* Source material:
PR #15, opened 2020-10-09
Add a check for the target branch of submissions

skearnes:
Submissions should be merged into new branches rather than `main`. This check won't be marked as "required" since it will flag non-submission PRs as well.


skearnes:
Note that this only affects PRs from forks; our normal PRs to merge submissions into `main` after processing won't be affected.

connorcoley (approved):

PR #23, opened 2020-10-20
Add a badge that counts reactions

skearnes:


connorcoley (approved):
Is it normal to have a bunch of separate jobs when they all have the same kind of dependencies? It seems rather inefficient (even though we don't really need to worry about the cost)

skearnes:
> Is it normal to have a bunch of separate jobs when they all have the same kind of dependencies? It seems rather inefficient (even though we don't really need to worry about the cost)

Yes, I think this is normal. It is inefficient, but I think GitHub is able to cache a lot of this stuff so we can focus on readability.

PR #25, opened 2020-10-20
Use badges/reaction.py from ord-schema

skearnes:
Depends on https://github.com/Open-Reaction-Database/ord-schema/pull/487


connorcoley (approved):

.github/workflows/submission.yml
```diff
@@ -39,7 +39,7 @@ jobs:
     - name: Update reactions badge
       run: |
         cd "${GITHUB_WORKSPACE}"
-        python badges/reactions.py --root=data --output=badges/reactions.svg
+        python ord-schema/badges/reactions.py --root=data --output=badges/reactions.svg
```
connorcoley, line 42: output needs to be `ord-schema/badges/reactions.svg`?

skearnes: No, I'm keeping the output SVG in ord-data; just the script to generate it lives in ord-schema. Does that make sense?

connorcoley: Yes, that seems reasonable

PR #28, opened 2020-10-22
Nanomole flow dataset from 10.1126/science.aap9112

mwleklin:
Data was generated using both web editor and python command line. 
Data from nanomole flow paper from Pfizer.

* What you are asked to do: In the listing above, count every line that contains the word "main" and give the number with no comment.

* Result of this task: 2